Sunday, March 16, 2008

induldge in self-care


On March 10th, my grandmother joined her Creator. My father said it was a beautiful death... she was at home, surrounded by family. Needless to say, it was still difficult for the loved ones she left behind, even though we know that she is now at peace and no longer suffering in a physical body that was failing.

I took two days off work, to give myself time to just sit, meditate, cry, or do nothing. Typically the "doing nothing" part is hard for me to do. Not surprisingly I also got into stress-cooking mode, which fed my soul (and my friends and coworkers).

One of the best pieces of advice I heard during this time was from a dear friend of mine who said, "Just stay home and hug yourself."

It's amazing how something that sounds fairly simple can just be exactly what you need. It wasn't rocket science, but it made perfect sense.

Everyday we are bound by commitments... to family, work, school, friends. Not that this is a bad thing. But some days we just really need to indulge in "me-time"... without feeling guilty. Sometimes this modern work ethic gets in the way, and "me-time" sounds a little selfish... but then I thought, if doing self-care can make me a better person, then why not?

I actually took the "hug yourself" advice a bit further and got an hour-long massage (Thanks Elizabeth!). What a great way to spend a Friday evening and end the work-week. For the first time all week, I slept like a baby.

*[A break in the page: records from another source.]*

PR #1277, opened 2021-08-24
release 2.2.0

evgeni:


Fodoj:
image

mdellweg (approved):

mdellweg:
That's a hell of an error message: `ERROR! Unexpected Exception, this is probably a bug: 'results'`
Can we call it a misfire and just move on?

evgeni:
>  Can we call it a misfire and just move on?

that's exactly what I was about to do!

I started to make a mental list of "me-time" and/or equivalents of "hugging myself"... and for once I tried not to list things that involve any chocolate.

- sit in silence and practice pranayama (breathing exercises) or meditation, even for at least 10 minutes
- practice some yin yoga
- bring back my tea ritual (using a teapot, little Asian teacups, and loose tea leaves from this place ... the works) and do nothing else for at least 5 minutes while enjoying my tea
- soak in the bath with my detoxifying bath salts and calming lavender essential oil
- maybe, just maybe, get another massage (I fear that this will be quite addicting... and a pretty pricey addiction to support)

I hear my tea kettle whistling.... water's ready!